PR #51282, opened 2023-10-09
[bitnami/*] Do not execute tests for automatic PRs

joancafom:
### Description of the change

At this moment, we are testing changes coming from automated PR twice (once in our internal pipeline and another here in GitHub). This PR introduces changes so that automated PRs are directly merged.

### Benefits

- Automated PRs will be available sooner
- Reduction of computation efforts
- Reduction of transient errors

### Possible drawbacks

None. PRs have been previously verified before they are sent out to GitHub.

### Applicable issues

NA

### Additional information

NA


carrodher (dismissed):

fmulero (dismissed):
Thanks @joancafom

My first idea would have been to add the condition in the get-containers step (and probably change that name) as we currently do for the READMEs, but this approach seems clearer. LGTM

FraPazGal (commented):
I would personally separate the `auto-pr-review` job to a new workflow altogether. Now that it is going to be independent from the verification process (the proper CI), the automatic PR review could be in a different workflow.

FraPazGal (approved):
LGTM!

PR #51499, opened 2023-10-10
[bitnami/symfony] Remove webapp-pack package test

mdhont:
### Description of the change

We are removing the webapp-pack package as it is not included by default and is incompatible with the default installed packages.


dgomezleon (approved):
LGTM

PR #51504, opened 2023-10-10
[bitnami/*] Fix race condition in CI automated pipelines

joancafom:
### Description of the change

Unifies `auto-pr-review.yml` and `license-headers.yml` in the `ci-pipeline.yml` workflow, which solves some race condition problems introduced in #51282

### Benefits

- The auto-approval and merge of an automated PR will only happen when the license header check has run and passed.

### Possible drawbacks

NA

### Applicable issues

NA

### Additional information

NA


FraPazGal (approved):
LGTM!

fmulero (commented):
Be careful with these changes, `license-headers-linter` job is used by the branch protection rules. Please check if those rules are OK after applying the changes.

PR #51506, opened 2023-10-10
[bitnami/ksql] Update goss test for ksql

CeliaGMqrz:
### Description of the change

Update the goss test according to the following branch for KSQL 7.5


FraPazGal (approved):
LGTM!

PR #51862, opened 2023-10-13
fix: Fix typo of priviledged port

CrBoy:
### Description of the change

tcp/1389 is not a privileged port in general.

### Benefits

The descriptions won't confuse users.


dgomezleon (approved):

◇ ◇ ◇

**Work item**:
Within the entries above, find every line where the string "that" occurs, and copy it.

**Exercise solution**:
At this moment, we are testing changes coming from automated PR twice (once in our internal pipeline and another here in GitHub). This PR introduces changes so that automated PRs are directly merged.
My first idea would have been to add the condition in the get-containers step (and probably change that name) as we currently do for the READMEs, but this approach seems clearer. LGTM
I would personally separate the `auto-pr-review` job to a new workflow altogether. Now that it is going to be independent from the verification process (the proper CI), the automatic PR review could be in a different workflow.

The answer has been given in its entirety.